Material supplied Start Marker

PR #1471, opened 2024-12-25
Fix webpack command in tutorials

AndiDog:
Without `./`, you get this error:

```
Module not found: Error: Can't resolve 'client.js' in '/[...]/grpc-web/net/grpc/gateway/examples/helloworld'
Did you mean './client.js'?
Requests that should resolve in the current directory need to start with './'.
```


sampajano (approved):
Thanks for helping fix this example! (Maybe webpack was updated since we've added this example, so it no longer works :)

Issue #1449, opened 2024-06-25
`protoc-plugin` image is currently broken


sampajano:
See: https://github.com/grpc/grpc-web/pull/1446#issuecomment-2187997625

The [`protoc_plugin`](https://github.com/grpc/grpc-web/blob/master/net/grpc/gateway/docker/protoc_plugin/Dockerfile) image is broken since https://github.com/grpc/grpc-web/pull/1445

@benjaminp FYI :)

---

UPDATE: Temporarily disabled in https://github.com/grpc/grpc-web/pull/1451

benjaminp:
I'm afraid I can't spend a huge amount of time digging into all ways there are to build the generator at the moment in this repo. (There's also a `build.zig` file in the generator directory. What's the used for?) Possibly everything should be reverted until that's in a better place.

sampajano:
@benjaminp No worries! Appreciate your effort in trying to help anyways!!

`build.zig` is used for building for ARM architecture ([workflow](https://github.com/grpc/grpc-web/blob/master/.github/workflows/make-plugin-arm.yml). Whereas other binaries are built using platform-specific workflows: https://github.com/grpc/grpc-web/tree/master/.github/workflows

It's ok.. I think we have to move forward anyways.. I've temporarily disabled protoc_plugin in CI so BUILD is green now. But we have to fix it for a new release to be made :)

sampajano:
Note to myself: we are currently pinning the protobuf submodule version:

https://github.com/grpc/grpc-web/blob/20790fc2597971b6eaada36fbeaf5d3c95d54d93/scripts/init_submodules.sh#L19

This is for 2 reasons:

1. For protobuf JS dependencies
2. For building the generator binary

Ideally, (1) should be tackled first — by mmoving to https://github.com/protocolbuffers/protobuf-javascript, since protobuf has removed JS from its repo.

And then (2) — ensuring Makefile work as before.

sampajano:
FYI - Once we have this working we can make a test binary for https://github.com/grpc/grpc-web/issues/715

sampajano:
I think this is fixed in https://github.com/grpc/grpc-web/pull/1483, so we're unblocked for a new release :)

@Vuhag123 Thanks so much for the fix! :)

PR #1481, opened 2025-04-16
changes for build  modification and protoc-plugin

kumarakshays:
fixes-#1449


kumarakshays:
Thank you,@sampajano
Once the C++ compilation is fixed, I can create a follow-up PR to migrate the JS dependency to protobuf-javascript.

sampajano:
@Vuhag123 I've now removed proto_plugin dockerfile entirely in https://github.com/grpc/grpc-web/pull/1498. So we don't need this anymore! Thank you for working on this very much though! 😊

PR #1482, opened 2025-05-14
Update helloworld README with note on Envoy IPv4 only

LucRosset:
If the user's environment does not enable IPv6, the _envoy.yaml_ must contain the `dns_lookup_family: V4_ONLY` setting, otherwise the proxy may not work, at least for this example. See https://www.envoyproxy.io/docs/envoy/latest/start/quick-start/run-envoy#envoy-networking for more.


sampajano:
@LucRosset Thanks a lot for adding this doc! Could you finish the EasyCLA process and we can merge it! Thanks!

sampajano (approved):

Issue #682, opened 2019-11-15
missing symbol $ in get/set functions in TypeScript output of grpc-web


renkei:
If I define a proto message with a field named "myField" then protoc generates the functions getMyfield() and setMyfield() for the related object.

What happens, if my field name is "extension"? protoc generates the functions getExtension$() and setExtension$(), it adds a $ since the functions getExtension() and setExtension() are already defined by jspb.Message for the extension api of protobuf.

grpc-web doesn't recognize this, the created TypeScript output contains getExtension() and setExtension() without the $. This causes a TypeScript compiler error, if you just change the generated d.ts files by adding the $ to the related functions then everything works as expected.

mattnathan:
I just ran across this issue, one of my messages has a field called `extension`

To reproduce:
```
syntax = "proto3";

message TestMessage {
  int32 extension = 1;
}
```

then run
`protoc -I . --js_out=import_style=commonjs,binary:. --grpc-web_out=import_style=commonjs+dts:. *.proto`

Check the `.js` and `.d.ts` and notice `proto.TestMessage.prototype.setExtension$` in the `.js` and `getExtension(): number;` in the `.d.ts`

Here's the relevant code in the js protoc compiler: https://github.com/protocolbuffers/protobuf/blob/master/src/google/protobuf/compiler/js/js_generator.cc#L544

renkei:
I can see that this seems to be fixed on master: https://github.com/protocolbuffers/protobuf/blob/master/src/google/protobuf/compiler/js/js_generator.cc#L524

Any plans to create a new release of gprc-web, e.g 1.2.2?

ericb-summit:
For some reason google removed js compilation from protoc and now it's a plugin:

https://github.com/protocolbuffers/protobuf-javascript/blob/main/generator/js_generator.cc#L525

Putting it here so when they reorg it again in 2 weeks we won't need to go down the rabbit hole

```
  if (name == "Extension" || name == "JsPbMessageId") {
    // Avoid conflicts with base-class names.
    name += "$";
  }
```

PR #1514, opened 2025-10-13
missing symbol $ in get/set functions in TypeScript output of grpc-web

Vuhag123:
[Fix682](https://github.com/grpc/grpc-web/issues/682) This PR fixes an issue where TypeScript declarations generated by `grpc-web` don't match the actual JavaScript output for reserved field names like `extension`. In JS, methods like `getExtension$()` are correctly generated to avoid conflicts, but `.d.ts` files incorrectly use `getExtension()`, causing TypeScript errors. The fix ensures consistent method naming with `$` in both JS and TS outputs.

### DIFF
--- a/javascript/net/grpc/web/generator/grpc_generator.cc
+++ b/javascript/net/grpc/web/generator/grpc_generator.cc
@@ -485,6 +485,28 @@ string GetBasename(string filename) {
   return basename;
 }
 
+//This is for reserved method name adding $
+static bool IsReservedMethodName(const std::string& name) {
+  static const std::unordered_set<std::string> reserved = {
+    "extension", 
+    "Extension" 
+  };
+
+  std::string lower_name = name;
+  std::transform(lower_name.begin(), lower_name.end(), lower_name.begin(), ::tolower);
+
+  bool is_reserved = reserved.count(lower_name) > 0;
+  return is_reserved;
+}
+
+static std::string SafeAccessorName(const std::string& name) {
+  std::string result = name;
+  if (IsReservedMethodName(name)) {
+    result += "$";
+  }
+  return result;
+}
+
 // Finds all message types used in all services in the file. Return results as a
 // map of full names to descriptors to get sorted results and deterministic
 // build outputs.
@@ -823,7 +845,11 @@ void PrintProtoDtsMessage(Printer* printer, const Descriptor* desc,
   printer->Indent();
   for (int i = 0; i < desc->field_count(); i++) {
     const FieldDescriptor* field = desc->field(i);
-    vars["js_field_name"] = JSFieldName(field);
+
+    string base_js_field_name = JSFieldName(field);
+    string accessor_name = SafeAccessorName(base_js_field_name);
+
+    vars["js_field_name"] = accessor_name;
     vars["js_field_type"] = JSFieldType(field, file);
     if (field->type() != FieldDescriptor::TYPE_MESSAGE ||
         field->is_repeated()) {
@@ -855,7 +881,11 @@ void PrintProtoDtsMessage(Printer* printer, const Descriptor* desc,
       printer->Print(vars, "clear$js_field_name$(): $class_name$;\n");
     }
     if (field->is_repeated() && !field->is_map()) {
-      vars["js_field_name"] = JSElementName(field);
+
+      string base_elem_name = JSElementName(field);
+      string accessor_elem_name = SafeAccessorName(base_elem_name);
+
+      vars["js_field_name"] = accessor_elem_name;
       vars["js_field_type"] = JSElementType(field, file);
       if (field->type() != FieldDescriptor::TYPE_MESSAGE) {
         printer->Print(vars,
@@ -900,11 +930,14 @@ void PrintProtoDtsMessage(Printer* printer, const Descriptor* desc,
   printer->Indent();
   for (int i = 0; i < desc->field_count(); i++) {
     const FieldDescriptor* field = desc->field(i);
-    string js_field_name = CamelCaseJSFieldName(field);
-    if (IsReserved(js_field_name)) {
-      js_field_name = "pb_" + js_field_name;
+    
+    string base_js_field_name = CamelCaseJSFieldName(field);
+    string accessor_name = SafeAccessorName(base_js_field_name);
+
+    if (IsReserved(accessor_name)) {
+      accessor_name = "pb_" + accessor_name;
     }
-    vars["js_field_name"] = js_field_name;
+    vars["js_field_name"] = accessor_name;
     vars["js_field_type"] = AsObjectFieldType(field, file);
     if (!field->has_presence()) {
       printer->Print(vars, "$js_field_name$: $js_field_type$;\n");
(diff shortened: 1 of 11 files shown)


sampajano (commented):
@Vuhag123 Thanks for the change!!

A few requests:

1. Could you add a bit more context in the bug description? i.e. what issue is it trying to fix? Why does it matter? 
2. It would be preferable to have some testing for this, if not, could you specify how do you personally test it and what does the Before v.s. After gencode look like? 
3. (minor) Could you clean up the git commit history? (it has a bunch of release related commit it seems, which doesn't seem necessary to be included :)) 

Thanks!

Vuhag123:
> @Vuhag123 Thanks for the change!!
> 
> A few requests:
> 
> 1. Could you add a bit more context in the bug description? i.e. what issue is it trying to fix? Why does it matter?
> 2. It would be preferable to have some testing for this, if not, could you specify how do you personally test it and what does the Before v.s. After gencode look like?
> 3. (minor) Could you clean up the git commit history? (it has a bunch of release related commit it seems, which doesn't seem necessary to be included :))
> 
> Thanks!

1. Could you add a bit more context in the bug description? i.e. what issue is it trying to fix? Why does it matter? -- **Added description.**
2. It would be preferable to have some testing for this, if not, could you specify how do you personally test it and what does the Before v.s. After gencode look like? -- **I did a manual test, I generated TypeScript code using the protoc command with the modified generator. I verified that the methods for fields like extension correctly included the $ suffix (i.e., getExtension$() and setExtension$()) in the generated .d.ts file. The test ensures there are no conflicts with jspb.Message methods and that the TypeScript code compiles without errors.  I will attach before and after .ts files here.** 
3. (minor) Could you clean up the git commit history? (it has a bunch of release related commit it seems, which doesn't seem necessary to be included :)) -- **will remove it.**

**Before:**
------------
Before

**After**
------------------
After

javascript/net/grpc/web/generator/grpc_generator.cc
```diff
@@ -823,7 +844,11 @@ void PrintProtoDtsMessage(Printer* printer, const Descriptor* desc,
   printer->Indent();
   for (int i = 0; i < desc->field_count(); i++) {
     const FieldDescriptor* field = desc->field(i);
-    vars["js_field_name"] = JSFieldName(field);
+
+    string base_js_field_name = JSFieldName(field);
+    string accessor_name = SafeAccessorName(base_js_field_name);
+
+    vars["js_field_name"] = accessor_name;
```
sampajano: nit: maybe just simplify like this? :)

vars["js_field_name"] = SafeAccessorName(JSFieldName(field));

javascript/net/grpc/web/generator/grpc_generator.cc
```diff
@@ -855,7 +880,11 @@ void PrintProtoDtsMessage(Printer* printer, const Descriptor* desc,
       printer->Print(vars, "clear$js_field_name$(): $class_name$;\n");
     }
     if (field->is_repeated() && !field->is_map()) {
-      vars["js_field_name"] = JSElementName(field);
+
+      string base_elem_name = JSElementName(field);
+      string accessor_elem_name = SafeAccessorName(base_elem_name);
+
+      vars["js_field_name"] = accessor_elem_name;
```
sampajano: same as above.

javascript/net/grpc/web/generator/grpc_generator.cc
```diff
@@ -900,11 +929,14 @@ void PrintProtoDtsMessage(Printer* printer, const Descriptor* desc,
...
   for (int i = 0; i < desc->field_count(); i++) {
     const FieldDescriptor* field = desc->field(i);
-    string js_field_name = CamelCaseJSFieldName(field);
-    if (IsReserved(js_field_name)) {
-      js_field_name = "pb_" + js_field_name;
+    
+    string base_js_field_name = CamelCaseJSFieldName(field);
+    string accessor_name = SafeAccessorName(base_js_field_name);
+
+    if (IsReserved(accessor_name)) {
```
sampajano: Just to double check: Is it still necessary to add "$" when we already add "pb_"?

Does the underlying JS code add both?

javascript/net/grpc/web/generator/grpc_generator.cc
```diff
@@ -485,6 +485,27 @@ string GetBasename(string filename) {
...
+static bool IsReservedMethodName(const std::string& name) {
+  static const std::unordered_set<std::string> reserved = {
+    "extension",
+    "JsPbMessageId"
+  };
+
+  std::string lower_name = name;
+  std::transform(lower_name.begin(), lower_name.end(), lower_name.begin(), ::tolower);
+
+  return reserved.count(lower_name) > 0;
```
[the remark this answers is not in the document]
sampajano: This makes sense. @Vuhag123 Can you fix?

javascript/net/grpc/web/generator/grpc_generator.cc
```diff
@@ -900,11 +929,14 @@ void PrintProtoDtsMessage(Printer* printer, const Descriptor* desc,
...
-      js_field_name = "pb_" + js_field_name;
+    
+    string base_js_field_name = CamelCaseJSFieldName(field);
+    string accessor_name = SafeAccessorName(base_js_field_name);
+
+    if (IsReserved(accessor_name)) {
+      accessor_name = "pb_" + accessor_name;
     }
-    vars["js_field_name"] = js_field_name;
+    vars["js_field_name"] = accessor_name;
```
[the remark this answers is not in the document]
sampajano: @Vuhag123 this seems to make sense too. can you double check? (I had a similar comment.)

sampajano (commented):
Thanks @Vuhag123! Looks like a good fix!

But there's a few comments I've added. Also some Github Copilot comments seems to make sense too (2 looks like potential bugs). Can you go over them and evaluate and respond? Thanks!! 😃

javascript/net/grpc/web/generator/grpc_generator.cc
Vuhag123: @sampajano ,The $ suffix in SafeAccessorName() is still needed. "pb_" handles JS property name safety, while the $ ensures TypeScript field names in .d.ts are valid identifiers. Removing $ would reintroduce the TS compilation issues, so both are required.

Vuhag123: yes checked and removed it and thanks for suggesting it.

sampajano (commented):
Thanks Vuha!!

Another seeming bug is here, could you take a look too? Thanks!

https://github.com/grpc/grpc-web/pull/1514/files#r2430747646

javascript/net/grpc/web/generator/grpc_generator.cc
```diff
@@ -900,10 +922,12 @@ void PrintProtoDtsMessage(Printer* printer, const Descriptor* desc,
   printer->Indent();
   for (int i = 0; i < desc->field_count(); i++) {
     const FieldDescriptor* field = desc->field(i);
+
```
sampajano, line 925: nit: might revert these empty line changes (since no longer changing logics around it).

sampajano (approved):
Great! Thanks for the change, @Vuhag123 ! :)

Material supplied End Marker

▶ **What is needed**
From the data, list each line in which the string "LucRosset" appears.

▶ **Output of the exercise**
LucRosset:
@LucRosset Thanks a lot for adding this doc! Could you finish the EasyCLA process and we can merge it! Thanks!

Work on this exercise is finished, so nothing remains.